Work required = A single figure is expected: how many lines of the data that follows contain the word "nbar".

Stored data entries
□ □ □
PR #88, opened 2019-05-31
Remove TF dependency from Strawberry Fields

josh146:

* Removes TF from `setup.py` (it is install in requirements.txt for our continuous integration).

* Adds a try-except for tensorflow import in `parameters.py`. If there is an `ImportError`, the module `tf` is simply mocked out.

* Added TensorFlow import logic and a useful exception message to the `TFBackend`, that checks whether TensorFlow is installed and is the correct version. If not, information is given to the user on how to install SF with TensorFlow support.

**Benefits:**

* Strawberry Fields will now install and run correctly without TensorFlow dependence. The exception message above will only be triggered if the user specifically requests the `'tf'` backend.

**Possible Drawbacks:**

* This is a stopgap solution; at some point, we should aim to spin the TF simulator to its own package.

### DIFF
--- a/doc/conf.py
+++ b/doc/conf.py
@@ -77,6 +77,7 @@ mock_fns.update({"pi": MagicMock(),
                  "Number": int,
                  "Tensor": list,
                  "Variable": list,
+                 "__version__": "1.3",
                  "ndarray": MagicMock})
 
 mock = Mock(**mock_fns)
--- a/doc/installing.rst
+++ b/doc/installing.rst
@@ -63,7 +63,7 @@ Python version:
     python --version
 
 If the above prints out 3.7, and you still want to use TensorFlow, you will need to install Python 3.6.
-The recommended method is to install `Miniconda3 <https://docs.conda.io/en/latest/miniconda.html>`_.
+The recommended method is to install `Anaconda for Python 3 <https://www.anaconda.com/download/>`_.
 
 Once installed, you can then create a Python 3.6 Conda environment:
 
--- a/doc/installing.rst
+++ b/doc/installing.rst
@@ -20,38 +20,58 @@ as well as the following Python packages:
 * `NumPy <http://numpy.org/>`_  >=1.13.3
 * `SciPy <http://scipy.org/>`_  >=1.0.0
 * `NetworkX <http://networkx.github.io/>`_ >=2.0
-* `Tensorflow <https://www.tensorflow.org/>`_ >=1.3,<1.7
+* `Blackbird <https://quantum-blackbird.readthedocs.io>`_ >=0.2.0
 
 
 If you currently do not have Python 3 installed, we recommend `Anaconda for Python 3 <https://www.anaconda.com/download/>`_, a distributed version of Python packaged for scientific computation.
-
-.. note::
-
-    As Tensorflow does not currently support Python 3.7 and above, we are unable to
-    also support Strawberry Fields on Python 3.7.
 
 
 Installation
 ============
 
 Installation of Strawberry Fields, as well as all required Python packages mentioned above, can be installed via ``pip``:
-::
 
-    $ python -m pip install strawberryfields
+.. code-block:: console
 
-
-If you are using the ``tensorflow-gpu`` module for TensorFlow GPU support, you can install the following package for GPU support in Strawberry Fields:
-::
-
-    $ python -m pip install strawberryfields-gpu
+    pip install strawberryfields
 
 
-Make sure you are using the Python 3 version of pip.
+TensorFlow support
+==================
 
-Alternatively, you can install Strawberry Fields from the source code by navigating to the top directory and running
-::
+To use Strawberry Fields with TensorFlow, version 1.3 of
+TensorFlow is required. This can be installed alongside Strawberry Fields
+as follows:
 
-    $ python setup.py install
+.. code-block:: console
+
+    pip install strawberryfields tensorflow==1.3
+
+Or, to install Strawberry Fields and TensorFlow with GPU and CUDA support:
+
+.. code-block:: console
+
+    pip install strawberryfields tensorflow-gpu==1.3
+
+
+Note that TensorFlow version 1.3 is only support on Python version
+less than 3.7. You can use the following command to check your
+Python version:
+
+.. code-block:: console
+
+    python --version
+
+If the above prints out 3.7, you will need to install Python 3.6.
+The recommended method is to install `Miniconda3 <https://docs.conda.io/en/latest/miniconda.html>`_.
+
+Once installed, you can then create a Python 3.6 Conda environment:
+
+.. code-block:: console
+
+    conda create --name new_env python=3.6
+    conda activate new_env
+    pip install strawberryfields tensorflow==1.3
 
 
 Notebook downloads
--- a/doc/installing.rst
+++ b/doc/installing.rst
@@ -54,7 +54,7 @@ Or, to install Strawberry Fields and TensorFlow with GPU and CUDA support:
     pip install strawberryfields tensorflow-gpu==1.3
□ □ □
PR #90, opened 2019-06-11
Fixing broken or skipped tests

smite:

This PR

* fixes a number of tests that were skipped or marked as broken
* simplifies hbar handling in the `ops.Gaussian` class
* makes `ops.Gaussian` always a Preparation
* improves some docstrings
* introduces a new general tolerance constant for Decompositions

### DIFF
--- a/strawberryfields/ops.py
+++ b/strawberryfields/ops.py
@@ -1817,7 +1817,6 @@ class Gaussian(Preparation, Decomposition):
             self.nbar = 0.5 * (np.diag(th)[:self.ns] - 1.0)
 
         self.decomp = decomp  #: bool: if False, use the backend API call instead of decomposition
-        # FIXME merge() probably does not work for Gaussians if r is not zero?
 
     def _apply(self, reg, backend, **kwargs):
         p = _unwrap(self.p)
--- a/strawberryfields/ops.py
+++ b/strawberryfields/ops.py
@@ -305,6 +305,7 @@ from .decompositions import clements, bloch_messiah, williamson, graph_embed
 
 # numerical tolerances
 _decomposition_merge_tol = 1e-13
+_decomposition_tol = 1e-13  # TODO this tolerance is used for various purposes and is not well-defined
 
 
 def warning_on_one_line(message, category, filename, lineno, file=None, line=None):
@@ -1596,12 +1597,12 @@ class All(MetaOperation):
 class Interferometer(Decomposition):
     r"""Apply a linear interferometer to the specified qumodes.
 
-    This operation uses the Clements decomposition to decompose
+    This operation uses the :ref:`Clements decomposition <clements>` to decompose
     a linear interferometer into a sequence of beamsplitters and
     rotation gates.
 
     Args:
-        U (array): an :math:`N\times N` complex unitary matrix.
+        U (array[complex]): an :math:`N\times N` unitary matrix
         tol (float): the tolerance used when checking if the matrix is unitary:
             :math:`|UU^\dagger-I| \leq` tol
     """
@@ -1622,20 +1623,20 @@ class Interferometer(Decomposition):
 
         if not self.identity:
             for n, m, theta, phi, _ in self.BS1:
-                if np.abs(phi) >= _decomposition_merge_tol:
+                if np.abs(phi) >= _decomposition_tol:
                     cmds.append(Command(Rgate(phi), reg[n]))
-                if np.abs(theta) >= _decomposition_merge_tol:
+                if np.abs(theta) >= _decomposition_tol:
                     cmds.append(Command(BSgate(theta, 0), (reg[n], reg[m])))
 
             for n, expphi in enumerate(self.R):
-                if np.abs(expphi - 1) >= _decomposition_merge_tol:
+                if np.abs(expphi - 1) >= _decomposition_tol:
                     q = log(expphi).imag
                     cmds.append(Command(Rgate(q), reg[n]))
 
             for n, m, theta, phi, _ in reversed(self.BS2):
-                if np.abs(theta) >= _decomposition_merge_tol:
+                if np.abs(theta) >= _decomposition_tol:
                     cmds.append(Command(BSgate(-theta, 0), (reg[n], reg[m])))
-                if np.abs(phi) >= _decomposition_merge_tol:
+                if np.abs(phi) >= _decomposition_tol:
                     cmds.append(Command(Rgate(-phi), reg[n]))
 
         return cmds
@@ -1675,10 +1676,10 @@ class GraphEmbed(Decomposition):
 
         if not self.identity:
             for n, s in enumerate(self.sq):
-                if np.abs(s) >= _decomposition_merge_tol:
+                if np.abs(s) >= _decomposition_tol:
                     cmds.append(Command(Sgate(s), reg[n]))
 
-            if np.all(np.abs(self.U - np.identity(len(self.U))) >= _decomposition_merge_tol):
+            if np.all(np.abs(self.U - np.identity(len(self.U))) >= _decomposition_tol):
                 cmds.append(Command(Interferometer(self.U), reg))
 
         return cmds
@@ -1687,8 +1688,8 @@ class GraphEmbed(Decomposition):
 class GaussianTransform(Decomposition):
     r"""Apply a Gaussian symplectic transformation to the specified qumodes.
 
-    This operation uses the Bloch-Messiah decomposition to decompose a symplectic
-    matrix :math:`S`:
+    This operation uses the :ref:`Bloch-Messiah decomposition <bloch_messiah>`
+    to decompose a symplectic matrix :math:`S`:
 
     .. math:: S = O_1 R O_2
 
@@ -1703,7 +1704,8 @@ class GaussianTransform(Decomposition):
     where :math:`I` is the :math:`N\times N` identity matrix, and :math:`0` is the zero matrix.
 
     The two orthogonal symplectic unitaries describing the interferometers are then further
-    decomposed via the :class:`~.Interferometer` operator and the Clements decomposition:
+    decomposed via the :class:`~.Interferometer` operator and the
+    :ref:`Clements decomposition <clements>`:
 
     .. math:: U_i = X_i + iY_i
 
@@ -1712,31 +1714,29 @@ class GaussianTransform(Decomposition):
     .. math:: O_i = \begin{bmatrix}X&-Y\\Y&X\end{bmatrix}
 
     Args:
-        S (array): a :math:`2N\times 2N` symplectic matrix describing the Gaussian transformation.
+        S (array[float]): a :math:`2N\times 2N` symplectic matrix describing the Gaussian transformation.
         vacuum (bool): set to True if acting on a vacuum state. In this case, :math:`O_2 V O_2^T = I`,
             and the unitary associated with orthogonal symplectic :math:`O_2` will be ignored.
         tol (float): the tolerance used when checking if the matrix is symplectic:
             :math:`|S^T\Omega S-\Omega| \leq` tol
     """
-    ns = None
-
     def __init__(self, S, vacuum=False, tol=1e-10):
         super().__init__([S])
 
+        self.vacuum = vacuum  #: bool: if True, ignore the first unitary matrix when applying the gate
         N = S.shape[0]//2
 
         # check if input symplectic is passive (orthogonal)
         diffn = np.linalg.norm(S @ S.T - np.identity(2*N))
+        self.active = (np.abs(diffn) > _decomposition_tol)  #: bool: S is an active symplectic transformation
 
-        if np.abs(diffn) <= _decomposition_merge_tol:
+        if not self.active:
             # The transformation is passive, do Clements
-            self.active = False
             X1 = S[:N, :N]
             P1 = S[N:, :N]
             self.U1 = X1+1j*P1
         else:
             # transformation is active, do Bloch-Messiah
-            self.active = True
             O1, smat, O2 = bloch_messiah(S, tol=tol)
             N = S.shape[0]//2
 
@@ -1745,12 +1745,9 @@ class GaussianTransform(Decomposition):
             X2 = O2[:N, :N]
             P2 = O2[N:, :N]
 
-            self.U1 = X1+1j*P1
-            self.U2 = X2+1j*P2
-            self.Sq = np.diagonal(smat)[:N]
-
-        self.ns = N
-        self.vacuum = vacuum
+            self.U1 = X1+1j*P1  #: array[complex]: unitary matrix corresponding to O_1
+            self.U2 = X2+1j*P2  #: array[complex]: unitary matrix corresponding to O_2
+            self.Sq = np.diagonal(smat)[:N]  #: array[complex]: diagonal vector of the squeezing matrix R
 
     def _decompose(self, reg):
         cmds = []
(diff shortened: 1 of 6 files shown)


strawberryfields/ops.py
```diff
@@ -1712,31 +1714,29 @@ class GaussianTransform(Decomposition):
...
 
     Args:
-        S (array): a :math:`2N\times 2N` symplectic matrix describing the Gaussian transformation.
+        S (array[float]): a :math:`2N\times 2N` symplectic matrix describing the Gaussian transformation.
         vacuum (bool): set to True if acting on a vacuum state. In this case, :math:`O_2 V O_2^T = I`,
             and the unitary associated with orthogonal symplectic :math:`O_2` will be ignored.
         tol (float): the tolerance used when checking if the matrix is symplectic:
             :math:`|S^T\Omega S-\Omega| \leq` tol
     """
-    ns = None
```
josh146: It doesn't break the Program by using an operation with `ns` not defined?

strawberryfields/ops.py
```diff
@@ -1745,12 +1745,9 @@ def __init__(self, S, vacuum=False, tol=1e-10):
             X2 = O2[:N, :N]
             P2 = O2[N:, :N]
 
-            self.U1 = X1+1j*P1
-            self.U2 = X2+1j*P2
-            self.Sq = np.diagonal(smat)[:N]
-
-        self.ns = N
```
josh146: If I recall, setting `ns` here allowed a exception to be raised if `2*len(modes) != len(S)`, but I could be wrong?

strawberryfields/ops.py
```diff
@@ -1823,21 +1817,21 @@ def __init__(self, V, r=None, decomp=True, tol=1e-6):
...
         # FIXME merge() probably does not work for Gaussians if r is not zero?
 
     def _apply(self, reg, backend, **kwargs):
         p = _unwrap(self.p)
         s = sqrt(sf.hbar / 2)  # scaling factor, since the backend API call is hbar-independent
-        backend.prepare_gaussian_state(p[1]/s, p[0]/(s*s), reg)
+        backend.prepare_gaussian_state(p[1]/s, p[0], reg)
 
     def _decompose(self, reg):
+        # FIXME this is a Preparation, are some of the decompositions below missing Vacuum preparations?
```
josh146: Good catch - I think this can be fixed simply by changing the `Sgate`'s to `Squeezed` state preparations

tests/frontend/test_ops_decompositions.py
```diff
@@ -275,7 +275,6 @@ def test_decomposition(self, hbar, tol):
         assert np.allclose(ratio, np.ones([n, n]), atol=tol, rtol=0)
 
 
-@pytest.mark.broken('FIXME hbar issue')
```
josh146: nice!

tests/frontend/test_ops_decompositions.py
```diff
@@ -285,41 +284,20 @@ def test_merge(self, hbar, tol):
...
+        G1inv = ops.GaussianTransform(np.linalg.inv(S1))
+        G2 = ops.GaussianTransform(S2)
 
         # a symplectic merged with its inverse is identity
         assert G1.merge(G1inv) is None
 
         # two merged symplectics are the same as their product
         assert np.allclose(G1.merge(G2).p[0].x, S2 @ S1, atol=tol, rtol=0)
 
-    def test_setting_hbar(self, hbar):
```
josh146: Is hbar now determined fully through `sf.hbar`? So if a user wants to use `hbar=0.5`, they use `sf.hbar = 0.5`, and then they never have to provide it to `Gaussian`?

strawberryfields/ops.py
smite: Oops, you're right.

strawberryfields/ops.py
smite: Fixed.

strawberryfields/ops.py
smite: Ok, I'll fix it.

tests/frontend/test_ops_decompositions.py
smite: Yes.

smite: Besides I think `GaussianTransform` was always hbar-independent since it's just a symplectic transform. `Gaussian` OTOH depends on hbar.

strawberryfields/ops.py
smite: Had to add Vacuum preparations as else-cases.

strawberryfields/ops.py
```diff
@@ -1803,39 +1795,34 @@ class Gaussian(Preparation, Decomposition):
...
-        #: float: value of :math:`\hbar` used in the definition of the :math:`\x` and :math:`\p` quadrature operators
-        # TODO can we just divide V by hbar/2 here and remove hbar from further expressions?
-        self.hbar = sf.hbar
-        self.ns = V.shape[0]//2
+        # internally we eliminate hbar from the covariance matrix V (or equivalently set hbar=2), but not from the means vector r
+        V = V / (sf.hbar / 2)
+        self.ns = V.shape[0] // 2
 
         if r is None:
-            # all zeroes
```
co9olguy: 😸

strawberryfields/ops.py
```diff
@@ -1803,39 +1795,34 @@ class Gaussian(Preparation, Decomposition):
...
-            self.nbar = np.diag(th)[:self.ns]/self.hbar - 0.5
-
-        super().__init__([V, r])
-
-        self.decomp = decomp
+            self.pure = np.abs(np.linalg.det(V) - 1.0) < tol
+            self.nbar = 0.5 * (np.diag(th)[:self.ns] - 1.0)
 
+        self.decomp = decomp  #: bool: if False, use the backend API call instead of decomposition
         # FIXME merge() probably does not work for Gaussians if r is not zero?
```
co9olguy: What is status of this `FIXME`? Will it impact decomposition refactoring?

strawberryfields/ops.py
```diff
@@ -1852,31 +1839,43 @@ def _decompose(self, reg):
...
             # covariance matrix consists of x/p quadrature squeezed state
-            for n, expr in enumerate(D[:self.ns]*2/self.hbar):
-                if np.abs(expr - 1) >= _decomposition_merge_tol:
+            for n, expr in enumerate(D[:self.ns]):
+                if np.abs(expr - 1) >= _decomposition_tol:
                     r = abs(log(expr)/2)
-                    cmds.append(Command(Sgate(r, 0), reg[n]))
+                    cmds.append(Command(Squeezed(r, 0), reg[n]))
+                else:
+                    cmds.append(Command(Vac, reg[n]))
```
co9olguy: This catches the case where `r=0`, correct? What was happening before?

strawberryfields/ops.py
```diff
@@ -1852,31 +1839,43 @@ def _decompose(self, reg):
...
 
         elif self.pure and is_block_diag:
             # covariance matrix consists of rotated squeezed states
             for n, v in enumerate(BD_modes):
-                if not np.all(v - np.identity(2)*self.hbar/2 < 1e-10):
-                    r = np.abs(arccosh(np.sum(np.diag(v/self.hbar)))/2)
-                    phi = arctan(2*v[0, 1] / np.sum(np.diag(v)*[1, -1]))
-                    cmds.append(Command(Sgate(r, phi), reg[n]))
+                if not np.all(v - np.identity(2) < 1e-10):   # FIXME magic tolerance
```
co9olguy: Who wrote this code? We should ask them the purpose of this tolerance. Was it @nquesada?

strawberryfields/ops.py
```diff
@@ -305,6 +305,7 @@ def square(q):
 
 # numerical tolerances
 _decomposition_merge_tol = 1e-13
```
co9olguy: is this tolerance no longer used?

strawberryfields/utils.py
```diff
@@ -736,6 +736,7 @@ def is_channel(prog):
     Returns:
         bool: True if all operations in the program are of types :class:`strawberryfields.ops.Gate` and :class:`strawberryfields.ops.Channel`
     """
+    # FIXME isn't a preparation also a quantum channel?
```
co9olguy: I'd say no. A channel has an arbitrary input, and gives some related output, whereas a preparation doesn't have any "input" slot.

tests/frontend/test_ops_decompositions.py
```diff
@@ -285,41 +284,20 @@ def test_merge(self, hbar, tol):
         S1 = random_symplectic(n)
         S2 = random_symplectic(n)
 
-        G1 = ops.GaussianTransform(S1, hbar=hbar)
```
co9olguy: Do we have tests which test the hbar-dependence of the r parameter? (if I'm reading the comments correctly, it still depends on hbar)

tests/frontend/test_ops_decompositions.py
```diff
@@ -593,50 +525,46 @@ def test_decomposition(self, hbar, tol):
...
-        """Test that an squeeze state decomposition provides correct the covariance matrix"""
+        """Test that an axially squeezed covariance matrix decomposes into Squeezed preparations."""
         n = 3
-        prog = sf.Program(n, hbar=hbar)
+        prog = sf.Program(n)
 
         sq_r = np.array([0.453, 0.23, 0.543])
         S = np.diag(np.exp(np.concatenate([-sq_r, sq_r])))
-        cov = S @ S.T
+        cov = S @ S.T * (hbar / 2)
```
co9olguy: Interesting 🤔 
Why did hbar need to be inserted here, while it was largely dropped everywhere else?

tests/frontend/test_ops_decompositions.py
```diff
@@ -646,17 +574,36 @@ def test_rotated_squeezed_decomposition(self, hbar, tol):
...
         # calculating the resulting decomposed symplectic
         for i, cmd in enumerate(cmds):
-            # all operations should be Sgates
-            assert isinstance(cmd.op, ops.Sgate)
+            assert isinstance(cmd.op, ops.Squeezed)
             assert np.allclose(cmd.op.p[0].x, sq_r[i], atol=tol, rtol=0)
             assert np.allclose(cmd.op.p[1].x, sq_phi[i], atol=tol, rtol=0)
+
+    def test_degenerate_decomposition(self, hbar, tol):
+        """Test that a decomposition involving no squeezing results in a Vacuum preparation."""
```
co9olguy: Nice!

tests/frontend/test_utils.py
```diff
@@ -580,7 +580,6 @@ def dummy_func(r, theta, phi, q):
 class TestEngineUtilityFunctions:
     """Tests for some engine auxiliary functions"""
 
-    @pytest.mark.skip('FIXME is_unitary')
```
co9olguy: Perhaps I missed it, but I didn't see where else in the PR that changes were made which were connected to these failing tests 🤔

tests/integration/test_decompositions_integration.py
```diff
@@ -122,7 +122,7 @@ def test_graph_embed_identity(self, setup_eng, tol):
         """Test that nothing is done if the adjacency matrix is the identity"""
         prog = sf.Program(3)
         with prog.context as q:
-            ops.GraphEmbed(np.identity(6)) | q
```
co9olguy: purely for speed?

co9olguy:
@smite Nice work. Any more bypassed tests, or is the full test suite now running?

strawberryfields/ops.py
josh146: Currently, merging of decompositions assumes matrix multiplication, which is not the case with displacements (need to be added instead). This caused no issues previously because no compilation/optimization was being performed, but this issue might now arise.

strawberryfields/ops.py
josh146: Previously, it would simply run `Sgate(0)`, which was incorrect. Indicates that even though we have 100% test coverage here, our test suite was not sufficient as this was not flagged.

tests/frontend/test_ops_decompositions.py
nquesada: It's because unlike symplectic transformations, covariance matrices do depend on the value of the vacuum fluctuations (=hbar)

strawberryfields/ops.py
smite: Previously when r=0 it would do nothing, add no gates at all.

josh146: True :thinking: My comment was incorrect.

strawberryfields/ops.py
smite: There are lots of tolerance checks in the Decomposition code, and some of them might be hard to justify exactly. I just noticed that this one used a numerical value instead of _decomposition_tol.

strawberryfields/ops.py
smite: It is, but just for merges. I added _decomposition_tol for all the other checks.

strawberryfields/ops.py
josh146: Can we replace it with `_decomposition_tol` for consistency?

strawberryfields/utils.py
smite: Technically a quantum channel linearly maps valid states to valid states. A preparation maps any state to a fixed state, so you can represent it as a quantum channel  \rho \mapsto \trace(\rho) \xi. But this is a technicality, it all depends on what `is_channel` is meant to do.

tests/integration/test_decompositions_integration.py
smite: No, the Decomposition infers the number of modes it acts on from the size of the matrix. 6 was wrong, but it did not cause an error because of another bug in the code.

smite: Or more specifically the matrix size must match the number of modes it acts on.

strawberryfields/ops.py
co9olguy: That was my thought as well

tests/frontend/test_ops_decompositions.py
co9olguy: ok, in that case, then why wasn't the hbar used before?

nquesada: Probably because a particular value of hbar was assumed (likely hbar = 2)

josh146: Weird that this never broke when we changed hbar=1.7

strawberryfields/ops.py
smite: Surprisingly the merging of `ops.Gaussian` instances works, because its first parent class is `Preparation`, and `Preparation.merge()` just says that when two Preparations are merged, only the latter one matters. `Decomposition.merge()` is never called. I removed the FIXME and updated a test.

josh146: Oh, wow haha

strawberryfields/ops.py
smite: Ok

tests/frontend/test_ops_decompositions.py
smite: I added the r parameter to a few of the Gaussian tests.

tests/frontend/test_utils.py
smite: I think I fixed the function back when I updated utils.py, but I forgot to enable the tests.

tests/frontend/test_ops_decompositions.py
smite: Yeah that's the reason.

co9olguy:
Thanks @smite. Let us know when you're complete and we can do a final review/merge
□ □ □
Solution to this exercise = 3